• Supplied entries:
PR #33, opened 2022-02-18
Update targeted elastic beanstalk environnement

atilbian:
- [ ] Target our new Elastic Beanstalk environnement(old one is dead, long live the old one)!


slax57:
This PR is obsolete since we have: https://github.com/marmelab/Hex/pull/39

• Aim of the task: Each line of the data is to be transcribed exactly.

• Answer space:
PR #33, opened 2022-02-18
Update targeted elastic beanstalk environnement

atilbian:
- [ ] Target our new Elastic Beanstalk environnement(old one is dead, long live the old one)!


slax57:
This PR is obsolete since we have: https://github.com/marmelab/Hex/pull/39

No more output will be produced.